RECORDS FOR PROCESSING –
PR #160, opened 2018-02-23
call the identity provider search service to get the user first and last name

kpaul:
added circuit breaker and flag to disable calling idp search

---
This change is [Reviewable](https://reviewable.io/reviews/healthcatalyst/fabric.identity/160)

### DIFF
--- a/Fabric.Identity.API/Services/IdPSearchServiceProvider.cs
+++ b/Fabric.Identity.API/Services/IdPSearchServiceProvider.cs
@@ -1,0 +1,84 @@
+﻿using System;
+using System.Collections.Generic;
+using System.Net;
+using System.Net.Http;
+using System.Net.Http.Headers;
+using Fabric.Identity.API.Configuration;
+using Fabric.Identity.API.Models;
+using Fabric.Platform.Http;
+using IdentityModel.Client;
+using Newtonsoft.Json;
+using Serilog;
+
+namespace Fabric.Identity.API.Services
+{
+    public class IdPSearchServiceProvider : IExternalIdentityProviderService
+    {
+        private readonly IAppConfiguration _appConfig;
+        private readonly ILogger _logger;
+
+        public IdPSearchServiceProvider(IAppConfiguration appConfig, ILogger logger)
+        {
+            _appConfig = appConfig;
+            _logger = logger;
+        }
+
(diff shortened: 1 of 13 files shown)


Fabric.Identity.API/Services/IdPSearchServiceProvider.cs
```diff
@@ -0,0 +1,109 @@
...
+        private async Task<ExternalUser> SearchForUser(string subjectId)
+        {
+            var settings = _appConfig.IdentityServerConfidentialClientSettings;
+            var fabricIdentityClient = "fabric-identity-client";
+
+            var tokenUriAddress = $"{settings.Authority}connect/token";
+            var tokenClient = new TokenClient(tokenUriAddress, fabricIdentityClient, settings.ClientSecret);
+            var accessTokenResponse = await tokenClient.RequestClientCredentialsAsync("fabric/idprovider.searchusers");
+
+            var httpClient = new HttpClientFactory(
```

WHAT TO DO – Return every line of the records in which the word "System" is found.

SOLUTION TO THIS TASK –
+﻿using System;
+using System.Collections.Generic;
+using System.Net;
+using System.Net.Http;
+using System.Net.Http.Headers;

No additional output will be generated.